(Records for this task begins)
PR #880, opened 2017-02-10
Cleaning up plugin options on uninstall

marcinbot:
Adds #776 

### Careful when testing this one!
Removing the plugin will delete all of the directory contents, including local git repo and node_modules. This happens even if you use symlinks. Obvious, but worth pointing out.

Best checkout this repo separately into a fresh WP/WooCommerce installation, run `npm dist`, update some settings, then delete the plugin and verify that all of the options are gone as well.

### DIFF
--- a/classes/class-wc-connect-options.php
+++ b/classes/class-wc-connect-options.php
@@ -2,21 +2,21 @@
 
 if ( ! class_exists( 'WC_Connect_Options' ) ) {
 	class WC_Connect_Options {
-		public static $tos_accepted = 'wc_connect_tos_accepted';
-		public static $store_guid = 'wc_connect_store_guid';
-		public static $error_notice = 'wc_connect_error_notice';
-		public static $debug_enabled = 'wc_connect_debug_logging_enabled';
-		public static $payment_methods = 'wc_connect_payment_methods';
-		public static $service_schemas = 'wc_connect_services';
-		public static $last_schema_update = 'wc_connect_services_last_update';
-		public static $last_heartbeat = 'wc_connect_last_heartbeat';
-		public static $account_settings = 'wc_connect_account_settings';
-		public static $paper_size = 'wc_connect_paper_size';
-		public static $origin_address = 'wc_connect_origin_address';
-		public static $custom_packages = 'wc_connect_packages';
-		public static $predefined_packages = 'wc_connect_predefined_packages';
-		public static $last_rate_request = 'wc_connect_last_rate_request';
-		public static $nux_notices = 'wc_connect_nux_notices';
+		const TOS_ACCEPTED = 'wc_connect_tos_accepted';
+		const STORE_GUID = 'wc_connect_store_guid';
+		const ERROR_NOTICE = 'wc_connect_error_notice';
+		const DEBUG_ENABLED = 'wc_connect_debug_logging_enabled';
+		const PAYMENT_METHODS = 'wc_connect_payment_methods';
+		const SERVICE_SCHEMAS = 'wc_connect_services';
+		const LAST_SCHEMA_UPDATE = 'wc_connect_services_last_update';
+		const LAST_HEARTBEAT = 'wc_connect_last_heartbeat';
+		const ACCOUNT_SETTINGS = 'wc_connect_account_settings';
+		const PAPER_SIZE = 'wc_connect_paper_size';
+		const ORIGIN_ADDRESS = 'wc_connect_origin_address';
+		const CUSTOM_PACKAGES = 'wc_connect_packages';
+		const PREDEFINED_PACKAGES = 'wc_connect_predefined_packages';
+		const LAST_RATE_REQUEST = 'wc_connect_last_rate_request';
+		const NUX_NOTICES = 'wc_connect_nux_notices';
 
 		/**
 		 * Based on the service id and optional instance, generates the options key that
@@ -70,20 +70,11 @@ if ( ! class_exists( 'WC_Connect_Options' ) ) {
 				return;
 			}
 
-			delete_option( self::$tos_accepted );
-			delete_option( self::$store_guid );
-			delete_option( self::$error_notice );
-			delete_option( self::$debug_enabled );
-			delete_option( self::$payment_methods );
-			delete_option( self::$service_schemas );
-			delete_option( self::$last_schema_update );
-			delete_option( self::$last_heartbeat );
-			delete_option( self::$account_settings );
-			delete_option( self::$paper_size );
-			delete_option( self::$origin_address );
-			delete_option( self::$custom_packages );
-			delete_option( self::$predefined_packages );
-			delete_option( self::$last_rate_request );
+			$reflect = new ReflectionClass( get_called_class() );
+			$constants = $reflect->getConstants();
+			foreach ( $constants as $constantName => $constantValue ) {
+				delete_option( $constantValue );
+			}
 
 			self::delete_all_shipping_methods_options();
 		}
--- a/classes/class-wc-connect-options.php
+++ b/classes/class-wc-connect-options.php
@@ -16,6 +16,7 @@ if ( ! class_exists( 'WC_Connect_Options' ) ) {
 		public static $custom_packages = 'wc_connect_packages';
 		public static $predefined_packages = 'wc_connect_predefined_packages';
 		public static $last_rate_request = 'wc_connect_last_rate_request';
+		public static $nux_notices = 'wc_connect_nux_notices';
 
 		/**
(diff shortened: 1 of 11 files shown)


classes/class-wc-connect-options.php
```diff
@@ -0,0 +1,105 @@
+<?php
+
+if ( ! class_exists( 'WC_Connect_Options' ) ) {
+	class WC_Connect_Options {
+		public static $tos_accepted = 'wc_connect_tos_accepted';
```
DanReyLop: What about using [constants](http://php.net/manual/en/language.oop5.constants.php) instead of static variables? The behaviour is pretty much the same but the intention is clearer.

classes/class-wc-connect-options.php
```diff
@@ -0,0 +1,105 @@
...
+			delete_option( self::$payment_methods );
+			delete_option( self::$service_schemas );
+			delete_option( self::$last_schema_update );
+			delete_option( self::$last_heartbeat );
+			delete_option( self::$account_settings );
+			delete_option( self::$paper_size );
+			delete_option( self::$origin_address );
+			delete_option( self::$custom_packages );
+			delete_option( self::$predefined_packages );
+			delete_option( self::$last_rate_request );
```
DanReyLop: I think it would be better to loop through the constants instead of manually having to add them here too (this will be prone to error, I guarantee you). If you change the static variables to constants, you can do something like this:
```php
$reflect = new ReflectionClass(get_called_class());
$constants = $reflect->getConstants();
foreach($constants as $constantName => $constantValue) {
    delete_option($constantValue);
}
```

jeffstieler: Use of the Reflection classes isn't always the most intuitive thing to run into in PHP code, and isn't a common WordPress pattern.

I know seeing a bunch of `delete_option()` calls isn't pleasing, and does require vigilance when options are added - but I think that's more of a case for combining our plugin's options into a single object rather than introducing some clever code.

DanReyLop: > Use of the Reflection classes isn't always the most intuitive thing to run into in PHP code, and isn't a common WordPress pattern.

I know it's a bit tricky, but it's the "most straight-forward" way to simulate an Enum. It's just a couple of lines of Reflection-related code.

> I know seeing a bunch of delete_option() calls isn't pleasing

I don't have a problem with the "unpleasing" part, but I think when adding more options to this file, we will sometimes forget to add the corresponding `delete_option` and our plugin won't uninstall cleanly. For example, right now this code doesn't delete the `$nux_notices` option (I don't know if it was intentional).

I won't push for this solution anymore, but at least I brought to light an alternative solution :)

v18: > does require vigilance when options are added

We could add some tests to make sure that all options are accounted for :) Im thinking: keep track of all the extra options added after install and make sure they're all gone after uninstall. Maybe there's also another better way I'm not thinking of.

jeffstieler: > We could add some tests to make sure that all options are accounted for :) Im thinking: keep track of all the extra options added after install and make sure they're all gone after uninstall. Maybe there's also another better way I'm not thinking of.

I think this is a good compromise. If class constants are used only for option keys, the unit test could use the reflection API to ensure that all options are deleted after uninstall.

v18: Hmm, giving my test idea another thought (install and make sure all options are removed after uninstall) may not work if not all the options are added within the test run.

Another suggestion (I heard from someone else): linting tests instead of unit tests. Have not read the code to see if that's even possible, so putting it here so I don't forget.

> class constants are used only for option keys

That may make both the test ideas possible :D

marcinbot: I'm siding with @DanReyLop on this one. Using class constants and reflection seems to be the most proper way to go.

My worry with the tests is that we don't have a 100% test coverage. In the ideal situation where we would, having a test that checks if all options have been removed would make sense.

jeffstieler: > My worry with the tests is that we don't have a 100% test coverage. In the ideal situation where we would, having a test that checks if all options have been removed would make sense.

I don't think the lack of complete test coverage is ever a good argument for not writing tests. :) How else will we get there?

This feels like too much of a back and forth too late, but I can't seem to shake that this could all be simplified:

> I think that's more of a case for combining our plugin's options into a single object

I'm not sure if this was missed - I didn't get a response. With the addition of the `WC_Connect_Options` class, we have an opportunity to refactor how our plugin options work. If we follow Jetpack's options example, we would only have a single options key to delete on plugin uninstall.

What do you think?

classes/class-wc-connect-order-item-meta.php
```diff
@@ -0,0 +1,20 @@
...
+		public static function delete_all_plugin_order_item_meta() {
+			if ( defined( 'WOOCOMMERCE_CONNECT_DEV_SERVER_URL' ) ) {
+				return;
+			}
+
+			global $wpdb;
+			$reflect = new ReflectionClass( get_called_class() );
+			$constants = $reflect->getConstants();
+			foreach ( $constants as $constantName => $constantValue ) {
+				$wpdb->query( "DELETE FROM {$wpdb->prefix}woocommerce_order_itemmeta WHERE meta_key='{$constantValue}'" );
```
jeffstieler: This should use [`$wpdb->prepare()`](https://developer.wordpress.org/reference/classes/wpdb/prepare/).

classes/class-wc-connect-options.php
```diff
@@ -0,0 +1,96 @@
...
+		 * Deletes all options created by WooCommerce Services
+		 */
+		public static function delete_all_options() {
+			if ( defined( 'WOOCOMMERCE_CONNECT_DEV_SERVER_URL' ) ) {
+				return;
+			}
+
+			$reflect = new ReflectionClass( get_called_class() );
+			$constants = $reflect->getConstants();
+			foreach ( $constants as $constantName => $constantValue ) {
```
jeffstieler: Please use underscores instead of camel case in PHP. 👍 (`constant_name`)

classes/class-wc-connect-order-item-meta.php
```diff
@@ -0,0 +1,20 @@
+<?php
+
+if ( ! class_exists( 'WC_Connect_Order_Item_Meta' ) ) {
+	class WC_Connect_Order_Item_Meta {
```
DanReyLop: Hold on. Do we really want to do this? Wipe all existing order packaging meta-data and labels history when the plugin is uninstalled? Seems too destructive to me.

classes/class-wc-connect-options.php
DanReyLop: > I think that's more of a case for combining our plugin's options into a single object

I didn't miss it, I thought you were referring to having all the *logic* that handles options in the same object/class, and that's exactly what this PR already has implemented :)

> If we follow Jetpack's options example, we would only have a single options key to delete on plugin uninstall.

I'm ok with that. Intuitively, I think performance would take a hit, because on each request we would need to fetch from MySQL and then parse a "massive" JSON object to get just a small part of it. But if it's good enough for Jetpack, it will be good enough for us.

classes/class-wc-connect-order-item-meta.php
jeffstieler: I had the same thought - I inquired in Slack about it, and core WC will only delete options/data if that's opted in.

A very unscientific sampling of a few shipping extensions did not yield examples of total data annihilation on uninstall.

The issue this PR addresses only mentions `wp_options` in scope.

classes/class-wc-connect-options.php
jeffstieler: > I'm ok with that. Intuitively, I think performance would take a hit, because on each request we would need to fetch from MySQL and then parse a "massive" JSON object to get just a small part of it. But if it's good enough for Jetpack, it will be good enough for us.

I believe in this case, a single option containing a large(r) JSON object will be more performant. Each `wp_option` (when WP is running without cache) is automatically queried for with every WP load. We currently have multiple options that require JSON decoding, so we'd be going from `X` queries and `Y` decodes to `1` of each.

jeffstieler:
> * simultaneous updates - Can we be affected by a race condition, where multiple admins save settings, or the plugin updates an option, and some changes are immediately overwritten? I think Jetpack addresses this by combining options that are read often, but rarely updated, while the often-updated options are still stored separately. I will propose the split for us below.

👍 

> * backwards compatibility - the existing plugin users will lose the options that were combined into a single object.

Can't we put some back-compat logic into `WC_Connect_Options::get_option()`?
(Records for this task ends)
(Records for this task begins)
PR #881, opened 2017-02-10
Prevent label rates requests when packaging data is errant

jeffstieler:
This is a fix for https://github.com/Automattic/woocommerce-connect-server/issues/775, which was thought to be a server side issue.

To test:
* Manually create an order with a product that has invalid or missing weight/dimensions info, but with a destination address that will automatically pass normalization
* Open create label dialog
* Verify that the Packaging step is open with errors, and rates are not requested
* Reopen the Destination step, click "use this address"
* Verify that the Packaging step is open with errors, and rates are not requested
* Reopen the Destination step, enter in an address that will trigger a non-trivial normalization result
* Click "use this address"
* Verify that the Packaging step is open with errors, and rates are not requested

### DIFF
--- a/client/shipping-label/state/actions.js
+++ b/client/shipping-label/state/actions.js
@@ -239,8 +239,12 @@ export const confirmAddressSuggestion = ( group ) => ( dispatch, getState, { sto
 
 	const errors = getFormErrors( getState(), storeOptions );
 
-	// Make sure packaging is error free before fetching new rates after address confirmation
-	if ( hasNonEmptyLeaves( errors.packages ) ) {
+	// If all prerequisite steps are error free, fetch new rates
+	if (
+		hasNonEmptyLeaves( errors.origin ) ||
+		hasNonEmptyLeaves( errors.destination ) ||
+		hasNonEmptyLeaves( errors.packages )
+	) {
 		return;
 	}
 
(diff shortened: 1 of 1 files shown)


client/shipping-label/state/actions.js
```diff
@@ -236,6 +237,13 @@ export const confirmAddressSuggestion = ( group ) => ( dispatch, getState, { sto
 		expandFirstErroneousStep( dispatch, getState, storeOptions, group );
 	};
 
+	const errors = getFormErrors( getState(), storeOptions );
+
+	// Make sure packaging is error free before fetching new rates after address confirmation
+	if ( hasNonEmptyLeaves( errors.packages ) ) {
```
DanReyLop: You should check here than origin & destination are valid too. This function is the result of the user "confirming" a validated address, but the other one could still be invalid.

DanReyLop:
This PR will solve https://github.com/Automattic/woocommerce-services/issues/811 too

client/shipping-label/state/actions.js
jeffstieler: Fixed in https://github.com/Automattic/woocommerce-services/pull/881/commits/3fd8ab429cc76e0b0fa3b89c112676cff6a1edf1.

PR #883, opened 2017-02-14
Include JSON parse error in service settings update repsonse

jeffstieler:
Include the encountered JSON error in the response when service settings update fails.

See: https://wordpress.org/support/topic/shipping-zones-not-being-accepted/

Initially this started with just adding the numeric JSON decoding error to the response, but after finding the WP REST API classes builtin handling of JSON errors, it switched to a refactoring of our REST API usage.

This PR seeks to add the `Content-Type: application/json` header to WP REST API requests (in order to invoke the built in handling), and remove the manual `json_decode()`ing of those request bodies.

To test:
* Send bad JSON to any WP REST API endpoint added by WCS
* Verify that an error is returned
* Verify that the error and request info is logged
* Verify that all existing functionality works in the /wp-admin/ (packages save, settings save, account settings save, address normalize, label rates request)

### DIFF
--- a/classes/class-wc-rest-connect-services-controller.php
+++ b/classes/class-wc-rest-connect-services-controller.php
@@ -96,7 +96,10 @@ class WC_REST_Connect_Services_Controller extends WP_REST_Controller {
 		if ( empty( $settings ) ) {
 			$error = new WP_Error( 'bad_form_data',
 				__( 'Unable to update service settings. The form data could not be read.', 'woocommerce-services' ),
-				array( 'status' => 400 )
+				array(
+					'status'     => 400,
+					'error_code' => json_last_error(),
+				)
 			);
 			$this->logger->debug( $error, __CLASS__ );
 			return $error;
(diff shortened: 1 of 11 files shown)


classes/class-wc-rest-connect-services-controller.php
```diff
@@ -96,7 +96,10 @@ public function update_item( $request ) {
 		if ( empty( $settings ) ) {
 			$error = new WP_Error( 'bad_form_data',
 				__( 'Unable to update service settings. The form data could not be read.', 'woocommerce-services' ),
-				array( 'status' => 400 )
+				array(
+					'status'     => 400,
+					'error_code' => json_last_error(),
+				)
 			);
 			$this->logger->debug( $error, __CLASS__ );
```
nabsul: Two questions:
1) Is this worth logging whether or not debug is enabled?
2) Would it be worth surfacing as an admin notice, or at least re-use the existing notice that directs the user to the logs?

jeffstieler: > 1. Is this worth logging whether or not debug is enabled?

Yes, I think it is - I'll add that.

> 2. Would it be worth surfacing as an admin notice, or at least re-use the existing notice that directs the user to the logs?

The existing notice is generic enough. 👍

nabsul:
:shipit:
(Records for this task ends)
#### What the task asks
Copy every line of the data where "actions" is found.

#### Task solution
--- a/client/shipping-label/state/actions.js
+++ b/client/shipping-label/state/actions.js
client/shipping-label/state/actions.js
client/shipping-label/state/actions.js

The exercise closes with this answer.